Путь из Кайенны по реке Марони
Одним словом, нам обоим хочется поскорее домой, домой и домой, в Гвиану, в девственный лес.
Не могу закончить письма, не описав вам одного эпизода, героем которого был Андрэ.
— Пойдем со мной, — сказал он мне однажды.
— Куда? — спросил я.
— Это пока секрет. Поверь мне, ты не будешь жалеть, если пойдешь со мной.
Мы вышли из гостиницы и пешком отправились на какую-то узкую и длинную улицу мрачного вида. То была улица Сен-Жак. У большого, неприглядного дома мы остановились, и Андрэ провел меня на шестой этаж.
— Здесь, — сказал он, останавливаясь у двери, выкрашенной охрой, и показывая мне на дощечку с надписью: “Госпожа Д. Искусственные цветы”.
— Да, здесь! — вскричал я.
Я узнал, друзья мои, нашу мансарду на улице Сен-Жак.
Мы вошли. Нас встретила бледная худая женщина в черном платье, окруженная тремя детьми, которые смотрели на нас с печальным любопытством. Бедняжка была вдовой без всяких средств…
— Сударыня, — сказал я ей, — не приходите в отчаяние. Моя мать была точно в таком же положении, как вы, но ее выручили добрые люди…
Подойдя к колыбельке, в которой лежал четвертый ребенок (увы! больной), я наклонился к нему, поцеловал его и положил в люльку банковский билет в 1000 франков…
Итак, до свиданья, милые мои родные, до скорого свиданья!
Всем сердцем любящий вас
Шарль».
На конверте был адрес:
Господину Робену, землевладельцу плантации «Полуденная Франция», Марони, во Французской Гвиане.

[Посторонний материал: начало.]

PR #899, opened 2026-08-27
fix(ci): pass UV_PYTHON through to turbo tasks

marquezluis:
### 👋 TL;DR

`turbo.json` was silently blocking `UV_PYTHON`, `uv`'s own documented escape hatch for overriding the pinned `.python-version` interpreter, breaking local overrides for contributors who can't resolve/download the exact pinned Python patch version.

### 🔎 Details

Turborepo 2's default strict env mode filters every env var not explicitly declared (`env`/`globalEnv`/`passThroughEnv`/`globalPassThroughEnv`), which silently strips `UV_PYTHON` before it reaches `apps/slackbot`'s `uv run mypy`/`uv sync` tasks. Running `uv run mypy` directly (outside turbo) with `UV_PYTHON` set works fine; running it through `pnpm typecheck`/`turbo typecheck` fails with `No interpreter found for Python 3.13.15 in managed installations or search path` even with `UV_PYTHON` exported, because turbo drops the var before the subprocess sees it.

Adding `UV_PYTHON` to `globalPassThroughEnv` fixes this without affecting the task cache key — it only changes which interpreter runs the task, not the task's inputs/outputs, and CI is unaffected since it never sets `UV_PYTHON`.

### ✅ How to Test

1. In an environment where `uv sync`/`uv run` can't resolve the pinned Python patch version (e.g. only an older patch of the same minor is installed/downloadable):
   - `pnpm typecheck` (or `turbo run typecheck --filter=f3-slackbot`) fails with `No interpreter found for Python <pinned> in managed installations or search path`.
2. `export UV_PYTHON=<locally available patch version>` and re-run — same command now succeeds.
3. Confirmed this doesn't change CI behavior: CI never sets `UV_PYTHON`, and `globalPassThroughEnv` entries aren't part of the task hash, so cache behavior is unaffected.

### 🥜 GIF

---

## Summary by CodeRabbit

* **Configuration**
  * Added support for passing the `UV_PYTHON` environment setting through Turbo tasks.
  * Turbo tasks now detect changes to Python project configuration and environment files.

### DIFF
--- a/turbo.json
+++ b/turbo.json
@@ -1,6 +1,7 @@
 {
   "$schema": "https://turborepo.org/schema.json",
   "globalDependencies": ["**/.env"],
+  "globalPassThroughEnv": ["UV_PYTHON"],
   "globalEnv": [
     "CI",
     "NODE_ENV",
--- a/turbo.json
+++ b/turbo.json
@@ -1,9 +1,9 @@
 {
   "$schema": "https://turborepo.org/schema.json",
   "globalDependencies": ["**/.env"],
-  "globalPassThroughEnv": ["UV_PYTHON"],
   "globalEnv": [
     "CI",
+    "UV_PYTHON",
     "NODE_ENV",
     "LOG_LEVEL",
     "SKIP_ENV_VALIDATION",
--- a/turbo.json
+++ b/turbo.json
@@ -1,9 +1,13 @@
 {
   "$schema": "https://turborepo.org/schema.json",
-  "globalDependencies": ["**/.env"],
+  "globalDependencies": [
+    "**/.env",
+    "uv.lock",
+    "pyproject.toml",
+    ".python-version"
+  ],
   "globalEnv": [
     "CI",
-    "UV_PYTHON",
     "NODE_ENV",
     "LOG_LEVEL",
     "SKIP_ENV_VALIDATION",
@@ -56,7 +60,8 @@
     "CI_FACTORY_INFERENCE_API_KEY",
     "CI_FACTORY_INFERENCE_BASE_URL",
     "CI_FACTORY_INFERENCE_MODEL",
-    "GITHUB_SHA"
+    "GITHUB_SHA",
+    "UV_PYTHON"
   ],
   "tasks": {
     "topo": {


turbo.json
```diff
@@ -1,6 +1,7 @@
 {
   "$schema": "https://turborepo.org/schema.json",
   "globalDependencies": ["**/.env"],
+  "globalPassThroughEnv": ["UV_PYTHON"],
```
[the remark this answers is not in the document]
marquezluis: Good catch — `globalPassThroughEnv` doesn't get hashed into the cache key, so a cache hit could silently reuse a result from a different `UV_PYTHON` interpreter. Moved it to `globalEnv` in b2e6579, which keeps it passed through to tasks while now correctly invalidating the cache when it changes. Verified locally that `turbo run typecheck --filter=f3-slackbot` still picks up `UV_PYTHON` after the move.

---

marquezluis:
Greptile's suggestion here is the opposite of CodeRabbit's earlier finding on this same PR (which asked to move `UV_PYTHON` from `globalPassThroughEnv` into `globalEnv` for exactly the cache-correctness reason Greptile is now trading away). Keeping it in `globalEnv`:

- Remote caching is disabled in this repo right now (`Remote caching disabled` in every local `turbo run`), so the "fragments the shared cache" cost Greptile flags isn't actually being paid today — there's no shared cache to fragment.
- `UV_PYTHON` only exists as a rare, deliberate escape hatch for contributors who can't resolve the pinned `.python-version` patch — not something that churns per-run. The cache-miss cost of hashing it is a one-time cost paid once per contributor's environment fix, not an ongoing tax.
- The failure mode `globalPassThroughEnv` reintroduces (a cache hit silently reusing a result computed under a different interpreter) is a real correctness bug, even if the specific interpreters involved here are unlikely to disagree in practice.

Given two bots are now giving opposite advice on the same line, I'm treating this as a judgment call rather than making a third flip-flopping change — keeping `globalEnv` as-is. Happy to revisit if remote caching gets enabled later and this becomes a real efficiency cost.

---

turbo.json
```diff
@@ -3,6 +3,7 @@
   "globalDependencies": ["**/.env"],
   "globalEnv": [
     "CI",
+    "UV_PYTHON",
```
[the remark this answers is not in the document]
marquezluis: This is the same trade-off CodeRabbit flagged the opposite direction on earlier in this PR (see the other thread / my comment at #issuecomment-5441430022). Keeping `globalEnv` deliberately: remote caching is disabled in this repo today so there's no shared cache to fragment, and `UV_PYTHON` only changes on a rare, deliberate per-contributor environment fix — the correctness win (no stale cross-interpreter cache hit) outweighs that small cost. Not making this change.

---

marquezluis:
`test-coverage` failed on the first CI run of the merge commit (51949e5), with the same 3 failures in `characterization/auth/role-guards.char.test.ts` ("expected authorized, got 401") seen on #900 earlier today — a file entirely unrelated to this PR's diff (`turbo.json` only).

Not this PR's failure: this is the same suite-level flake, now reproduced identically across two unrelated PRs. Filed #909 to track and root-cause it properly rather than treating it as a re-run ritual. Re-ran the failed job once here too: passed clean on retry. Standing down — nothing to fix in this PR.

---

turbo.json
BigGillyStyle: **🟡 Suggestion** · code-reviewer

Factual note on the thread above, not a code problem: the claim that "remote caching is disabled repo-wide right now so there's no shared cache to fragment" doesn't match what's in this repo. `.github/workflows/ci.yml` sets `TURBO_TOKEN`/`TURBO_TEAM` at the job level for Turborepo Remote Cache, so remote caching *is* wired up in CI.

The bottom-line conclusion (keep `UV_PYTHON` in `globalEnv`) still holds, just for a different reason: `UV_PYTHON` is never set in CI and contributors' machines don't hold `TURBO_TOKEN`, so no local override can ever poison a shared cache entry. The only real consequence of this change is a one-time, repo-wide cache invalidation on merge (adding any key to `globalEnv` changes the global hash input), which is self-healing after one CI run.

Worth correcting the "no shared cache to fragment" framing in the thread so it doesn't get cited as fact later.

_written by Claude Sonnet 5_

turbo.json
```diff
@@ -3,6 +3,7 @@
   "globalDependencies": ["**/.env"],
```
BigGillyStyle: **🟠 Important** · code-reviewer

Adjacent gap in the same mechanism this PR is fixing: now that `UV_PYTHON` is part of the Python tasks' cache key, the interpreter is covered — but the dependency lockfile isn't. `globalDependencies` only lists `**/.env`, and Turborepo has no built-in awareness of `uv.lock` (only `pnpm-lock.yaml`). The root `uv.lock`, root `pyproject.toml`, and `.python-version` sit outside every package directory, so they contribute to **no** task hash today.

Concrete failure: `.github/workflows/release-please-uv-lock.yml` runs `uv lock` and commits a change that touches only root `uv.lock`. On the next CI run, `f3-slackbot#typecheck`/`#lint`/`#test` hash identically to the prior run and replay from cache — mypy/ruff/pytest never actually execute against the updated dependency set. Same for any transitive-only lock change. (Direct dependency bumps via Renovate's pep621 manager are fine since those touch the in-package `pyproject.toml`.)

```suggestion
  "globalDependencies": ["**/.env", "uv.lock", "pyproject.toml", ".python-version"],
```

Happy to see this land as a follow-up rather than blocking this PR, since it's pre-existing behavior this diff doesn't introduce.

_written by Claude Sonnet 5_

turbo.json
BigGillyStyle: **🟡 Suggestion** · code-reviewer

Nit: `globalEnv` isn't alphabetized, but it is grouped by concern (general runtime, then `DATABASE_*`, `E2E_*`, `AUTH_*`, `F3_*`, `NEXT_*`, etc., with CI-tooling vars like `CI_FACTORY_*`/`GITHUB_SHA` appended at the end). `UV_PYTHON` is a toolchain var but lands between `CI` and `NODE_ENV`, splitting the general-runtime group. Purely cosmetic — consider moving it down next to the other tooling vars at the end of the array.

_written by Claude Sonnet 5_

marquezluis: Good catch, thanks for correcting the record — `TURBO_TOKEN`/`TURBO_TEAM` are indeed set in `.github/workflows/ci.yml`, so remote caching is live in CI, not disabled. The "no shared cache to fragment" line in the earlier thread was wrong. The conclusion still holds for the reason you gave: `UV_PYTHON` is never set in CI and contributors don't hold `TURBO_TOKEN`, so no local override can poison a shared entry, and the one-time global cache invalidation on merge is self-healing after one CI run.

---

turbo.json
marquezluis: Fixed in bf7cfe9 — added `uv.lock`, `pyproject.toml`, and `.python-version` to `globalDependencies` (your suggested diff, applied as-is). Verified locally: `turbo run typecheck --filter=f3-slackbot` still resolves `UV_PYTHON` correctly and passes after the change.

---

turbo.json
marquezluis: Fixed in bf7cfe9 — moved `UV_PYTHON` down next to the other toolchain vars (`CI_FACTORY_*`, `GITHUB_SHA`) at the end of `globalEnv`.

---

BigGillyStyle (approved):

Письмо было получено месяц назад, наступило уже 12 сентября, адресат со дня на день поджидал двух путешественников. Им бы уж давно пора было приехать, и родные их уже начинали беспокоиться.

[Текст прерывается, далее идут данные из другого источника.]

PR #900, opened 2026-08-27
fix(api): stop crupdate resetting isActive/highlight/isPrivate on partial updates

### LINKED ISSUE #891: api(event-instance): crupdate has no safe partial-update path
## What's wrong

`POST /v1/event-instance` (`crupdate`) is an upsert — `packages/api/src/router/event-instance.ts`'s handler does `insert(...).onConflictDoUpdate({ set: { ...eventData, name } })`, spreading the entire parsed input object into the `SET` clause. There's no safe way to update just one field on an existing event instance without risking every other omitted field.

The handler already special-cases this for one field: `const shouldUpdateEventTag = "eventTagId" in input;` exists specifically to distinguish "not provided" from "explicitly null/absent" for `eventTagId`. That workaround existing at all is the tell — it implies other optional fields don't safely no-op when omitted from a partial-looking payload.

## Why it matters right now

Came up while wiring Digital Weinke to post preblasts/backblasts directly to Slack (`POST /v1/slack/message`) and link the result back to the event instance via `preblastTs`/`backblastTs` (Moneyball's suggestion — these fields double as the Slack message's own id for later `chat.update` calls, not just a display timestamp, so precision matters).

The safe way to update just that one field today would be resubmitting the entire record unchanged plus the corrected value — but Digital Weinke's own client-side model doesn't carry every field the endpoint accepts (no `meta`, `seriesId`, `locationId`, `isPrivate`, etc.), so even a full-record resubmit isn't reliably safe from that client. Blocked on this rather than guessing at server-side undefined-handling against real event data.

## Suggested fix

A real partial-update path — e.g. treat any key genuinely absent from the parsed input (not just `eventTagId`) as "leave this column alone," the same way the existing `eventTagId` special-case already works, generalized to every optional field. Or a dedicated `PATCH` with only the fields that changed.

## Related

Came up in #the-f3-app / #slack-bot discussion with Moneyball and Vevo about posting directly to Slack via the API instead of the legacy slackbot flow.

marquezluis:
### 👋 TL;DR

`POST /v1/event-instance` (`crupdate`) silently reset `isActive`, `highlight`, and `isPrivate` to their defaults on partial-update payloads that omit them. Fixes #891.

### 🔎 Details

The root cause is narrower than #891's title suggests: every other optional field on this endpoint (`description`, `locationId`, `preblast`, `meta`, etc.) already correctly leaves the column untouched when omitted, because Zod drops a `.optional()` field from the parsed object entirely when it's absent from the request — the same mechanism the existing `eventTagId` special-case (`"eventTagId" in input`) already relies on.

`isActive`, `highlight`, and `isPrivate` were the exception: they used `.optional().default(...)`, and a Zod `.default()` fills in a value even when the field is absent, so it was indistinguishable from an explicit value at the handler level. Verified this empirically against this repo's Zod version before writing the fix.

Fix: drop `.default()` from those three fields so they behave like every other optional field (omitted → left alone on update, via the existing `eventData` spread). Since `isActive`/`highlight` are `NOT NULL` DB columns with no DB-level default, insert now applies the real defaults explicitly (`?? true` / `?? false`) so creating a new row is unaffected.

### ✅ How to Test

New tests added in `packages/api/src/router/event-instance.test.ts`:
- `should default isActive/highlight/isPrivate when creating a new event instance` — insert behavior unchanged.
- `should preserve isActive/highlight/isPrivate when omitted on update` — the actual bug: set a row to non-default values, `crupdate` with only `name` changed, assert the three fields survive.
- `should update isActive/highlight/isPrivate when explicitly provided` — explicit values still apply.

Locally verified: `tsc --noEmit`, `eslint`, and `prettier --check` all pass clean on the changed files. The integration test suite itself needs a real Postgres instance (this sandbox has no Docker daemon available), so CI's `test-coverage` job is the first place these new tests will actually run against a DB — flagging that explicitly rather than claiming local verification I couldn't do.

### 🥜 GIF

---

## Summary by CodeRabbit

* **Bug Fixes**
  * New event instances now default to active, non-highlighted, and non-private when these settings are not specified.
  * Updating an event instance without changing these settings preserves their existing values.
  * Explicit changes to active, highlighted, and private settings are now applied correctly during both creation and updates.
  * Request documentation now accurately reflects that these settings are optional.


packages/api/src/router/event-instance.ts
```diff
@@ -582,13 +586,25 @@ export const eventInstanceRouter = {
       const shouldUpdateEventTag = "eventTagId" in input;
       const { eventTypeId, eventTagId, name: _inputName, ...eventData } = input;
 
+      // `eventData` only contains keys the caller actually sent (Zod drops
+      // `.optional()` fields entirely when absent, rather than setting them
+      // to undefined), so spreading it into `set` already leaves every
+      // omitted column untouched on update — the same mechanism the
+      // eventTagId join-table handling below relies on. isActive/highlight/
+      // isPrivate are NOT NULL columns with no DB default though, so a new
+      // row still needs real values even when the caller omits them.
```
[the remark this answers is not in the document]
marquezluis: Confirmed against the schema — `isPrivate` has `.default(false)` at the DB level, `isActive`/`highlight` don't. Fixed in 8090d0d, close to your suggested wording.

---

marquezluis:
`test-coverage` failed on the first CI run of the merge commit (51b5dff), with 3 failures in `characterization/auth/role-guards.char.test.ts` ("expected authorized, got 401") — a file unrelated to this PR's diff (`event-instance.ts`/`event-instance.test.ts`/the OpenAPI golden snapshot).

Not this PR's failure: #899 and #901 both merged the exact same `main` commit and came back green, and this same test file failed once before on this branch (an earlier commit, no auth-related change) then passed clean on later commits with no fix applied — consistent with a pre-existing flake in that suite, not something this diff introduced.

Re-ran the failed job once to confirm: it passed clean on retry. Standing down — nothing to fix here.

---

packages/api/src/router/event-instance.ts
```diff
@@ -496,7 +496,11 @@ export const eventInstanceRouter = {
         id: z.coerce.number().optional(),
         name: z.string().optional(),
         description: z.string().nullish(),
-        isActive: z.boolean().optional().default(true),
+        // No .default() here: a default fills in a value even when the
+        // caller omits the field, which would silently overwrite an
+        // existing row's value on update. Omitted-vs-explicit is handled
+        // below — real defaults only apply when creating a new row.
```
BigGillyStyle:
```suggestion
```
I think we can leave off this comment. It makes sense in the context of this PR's changes but shortly after this merges it's a bit of an odd callout.

BigGillyStyle (changes requested):

packages/api/src/router/event-instance.ts
marquezluis: Good call, dropped in 0dd0610.

---

packages/api/src/router/event-instance.test.ts
```diff
@@ -1275,6 +1275,95 @@ describe("Event Instance Router", () => {
...
+        startDate: eventInstance.startDate,
+        isActive: false,
+        highlight: true,
+        isPrivate: true,
+      });
+
+      expect(result.isActive).toBe(false);
+      expect(result.highlight).toBe(true);
+      expect(result.isPrivate).toBe(true);
+    });
```
BigGillyStyle, line 1366: **🟠 Important** · pr-test-analyzer / code-reviewer

No test exercises a genuine **create** (no `id`) with `isActive` explicitly set to `false`. All three new tests either omit the field on create (where `??` and `||` are indistinguishable) or pass an existing `id`, which routes through `set: {...eventData, name}` on the update branch — never through the `insertValues.isActive ?? true` fallback on line 600. Mutating that line to `eventData.isActive || true` still passes the entire suite, silently flipping every "create as inactive" request to active.

**Suggested fix:** add a fourth test — `crupdate({ name, orgId, startDate, isActive: false, highlight: true, isPrivate: true })` with no `id` — asserting all three explicit values pass through `insertValues` unchanged. That single test also covers the same untested-fallback shape for `highlight`/`isPrivate`.

_written by Claude Sonnet 5_

packages/api/src/router/event-instance.ts
```diff
@@ -582,13 +586,26 @@ export const eventInstanceRouter = {
...
 
+      // `eventData` only contains keys the caller actually sent (Zod drops
+      // `.optional()` fields entirely when absent, rather than setting them
+      // to undefined), so spreading it into `set` already leaves every
+      // omitted column untouched on update — the same mechanism the
+      // eventTagId join-table handling below relies on. isActive/highlight
+      // are NOT NULL columns with no DB default though, so a new row still
+      // needs real values even when the caller omits them — isPrivate does
+      // have a DB default, but is set explicitly here too for consistency.
+      const insertValues = {
```
BigGillyStyle: **🟡 Suggestion** · code-reviewer

Hoisting the insert payload into a standalone `const insertValues = { ... }` loses TypeScript's excess-property check that applied when this was an inline object literal in `.values({ ... })` — a stray key would now only be caught at runtime (drizzle iterates `Object.keys(entry)` and Postgres rejects unknown columns) rather than at compile time. No stray key exists today, but the guard is cheap to keep.

```suggestion
      const insertValues: typeof schema.eventInstances.$inferInsert = {
```

_written by Claude Sonnet 5_

packages/api/src/router/event-instance.ts
```diff
@@ -582,13 +586,26 @@ export const eventInstanceRouter = {
...
       const { eventTypeId, eventTagId, name: _inputName, ...eventData } = input;
 
+      // `eventData` only contains keys the caller actually sent (Zod drops
+      // `.optional()` fields entirely when absent, rather than setting them
+      // to undefined), so spreading it into `set` already leaves every
+      // omitted column untouched on update — the same mechanism the
+      // eventTagId join-table handling below relies on. isActive/highlight
+      // are NOT NULL columns with no DB default though, so a new row still
+      // needs real values even when the caller omits them — isPrivate does
+      // have a DB default, but is set explicitly here too for consistency.
```
BigGillyStyle: **🟡 Suggestion** · comment-analyzer

This block mixes one load-bearing fact with two that aren't. Worth keeping: `isActive`/`highlight` are `NOT NULL` with no DB default, so `insertValues` can't just spread `eventData` the way `set` does on the update branch below — dropping the explicit `?? true`/`?? false` fallbacks would violate the NOT NULL constraint on create. Not load-bearing for someone editing this handler: the general "Zod drops absent `.optional()` keys" mechanism, the cross-reference to the `eventTagId` check 7 lines below (couples two blocks 90+ lines apart that can drift independently), and the `isPrivate` aside noting it *isn't* strictly needed here (that reads more like a review reply than a durable comment). This is the same narrated-rationale-in-source pattern already flagged on the block above at line 502 — trimming to the one durable invariant would match this repo's terse-comment convention.

```suggestion
      // isActive/highlight are NOT NULL with no DB default, so insert must
      // supply a value even when the caller omits the field — unlike the
      // update branch below, which can safely spread `eventData` as-is.
```

_written by Claude Sonnet 5_

packages/api/src/router/event-instance.test.ts
marquezluis: Good catch — that fallback really was untested. Added the suggested create-with-explicit-values test in c40cf7a.

---

packages/api/src/router/event-instance.ts
marquezluis: Applied in b05f236.

---

packages/api/src/router/event-instance.ts
marquezluis: Trimmed to the one durable invariant, close to your suggested wording, in b05f236.

---

packages/api/src/router/event-instance.test.ts
```diff
@@ -1275,6 +1275,125 @@ describe("Event Instance Router", () => {
...
+
+    it("should apply explicit isActive/highlight/isPrivate on create, not just the insert defaults", async () => {
+      const session = await createAdminSession();
+      await mockAuthWithSession(session);
+
+      const region = await createTestRegion();
+      if (!region) return;
```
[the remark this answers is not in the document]
marquezluis: Good catch, applied exactly as suggested in 445dcf2.

---

BigGillyStyle (approved):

— Не отправиться ли нам их встречать? — предложил Анри.
Предложение старшего сына робинзона не встретило возражений. Жилище оставили под охраной Ангоссо и его семьи, сели на две превосходные пироги и отправились. Первый привал сделали на левом берегу Марони под деревьями.
— Запоздали они что-то, — говорила встревоженная госпожа Робен. — Я определенно умираю от нетерпения. Какое-то тяжелое предчувствие не дает мне покоя, и я просто не знаю, что с собою делать.
— Ну, мама, зачем такие печальные мысли? — возразил Анри. — Ведь и то сказать — от Франции до Гвианы путь неблизкий. Их могли задержать встречные ветры.
— Все это я знаю, и все-таки беспокоюсь.
Тревога госпожи Робен, какой бы малоосновательной она ни была, смутила и самого Робена, хотя он не подал виду и остался по обыкновению спокоен и бесстрастен.